= Beginning of Section =

Issue #10756, opened 2025-06-04
Rework `inject` to `inject/X`


magnus-madsen:
See #10529 

Very simply `inject` must now be given an arity, e.g. `inject edges into Edge/2`. 

Hence, we need PRs to update the syntax on
- [ ] Flix book
- [ ] Flix website
- [ ] Flix playground (I suppose this can be pulled from master when the above PR is merged)
- [ ] Any material in https://github.com/magnus-madsen/advprog that use `inject`.

jaschdoc:
Will you rebuild the playground when Matt's PR is in?

magnus-madsen:
> Will you rebuild the playground when Matt's PR is in?

Done.

magnus-madsen:
I think we are done with this right? Other than the check

jaschdoc:
Yes I believe so

PR #10532, opened 2025-05-09
feat: add arity to predicates

mlutze:
depends on
- https://github.com/flix/flix/pull/10529

PR #10900, opened 2025-06-17
test: add tests for `inject`

jaschdoc:
Depends on https://github.com/flix/flix/pull/10532
Related to https://github.com/flix/flix/issues/10756

### DIFF
--- a/main/test/flix/Test.Exp.Fixpoint.Inject.flix
+++ b/main/test/flix/Test.Exp.Fixpoint.Inject.flix
@@ -1,0 +1,58 @@
+mod Test.Exp.Fixpoint.Inject {
+
+    @test
+    def inject01(): #{ Pred(Bool) | r } = {
+        inject (Nil: List[Bool]) into Pred/1
+    }
+
+    @test
+    def inject02(): #{ Pred(Char) | r } = {
+        inject (Nil: List[Char]) into Pred/1
+    }
+
+    @test
+    def inject03(): #{ Pred(Float32) | r } = {
+        inject (Nil: List[Float32]) into Pred/1
+    }
+
+    @test
+    def inject04(): #{ Pred(Float64) | r } = {
+        inject (Nil: List[Float64]) into Pred/1
+    }
+
+    @test
+    def inject05(): #{ Pred(BigDecimal) | r } = {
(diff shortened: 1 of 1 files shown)


magnus-madsen:
Two things: Could we do end-to-end like so:

(A)

let l = List#{(1, 2), (2, 3), (3, 4)};
let pr = inject l into A/2;
let r = query pr select (x, y) from A(x, y);
l == r

(B)

I see we have some mixture of primitive types. That is good. But we should also have on non-primitive, e.g. string.

magnus-madsen:
Testing arity 0 ... n is very good. Testing that more than one inject works is less important because it is really just doing the same thing twice.

jaschdoc:
> Testing arity 0 ... n is very good. Testing that more than one inject works is less important because it is really just doing the same thing twice.

Alright. My idea was to try to cover some of the combinations of types, arities, foldable instances etc.

magnus-madsen:
> > Testing arity 0 ... n is very good. Testing that more than one inject works is less important because it is really just doing the same thing twice.
> 
> Alright. My idea was to try to cover some of the combinations of types, arities, foldable instances etc.

I think that is good. The only thing I would say is that more than 1 relation in inject is probably not worth (and there are so many dimensions to try).

jaschdoc:
> > > Testing arity 0 ... n is very good. Testing that more than one inject works is less important because it is really just doing the same thing twice.
> > 
> > 
> > Alright. My idea was to try to cover some of the combinations of types, arities, foldable instances etc.
> 
> I think that is good. The only thing I would say is that more than 1 relation in inject is probably not worth (and there are so many dimensions to try).

Sounds good. Can we keep the ones I have already added?

magnus-madsen:
> > > > Testing arity 0 ... n is very good. Testing that more than one inject works is less important because it is really just doing the same thing twice.
> > > 
> > > 
> > > Alright. My idea was to try to cover some of the combinations of types, arities, foldable instances etc.
> > 
> > 
> > I think that is good. The only thing I would say is that more than 1 relation in inject is probably not worth (and there are so many dimensions to try).
> 
> Sounds good. Can we keep the ones I have already added?

I leave it to you.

= End of Section =

Scan the data above line by line. Please say how many lines hold the word "doing", and give only that number.

5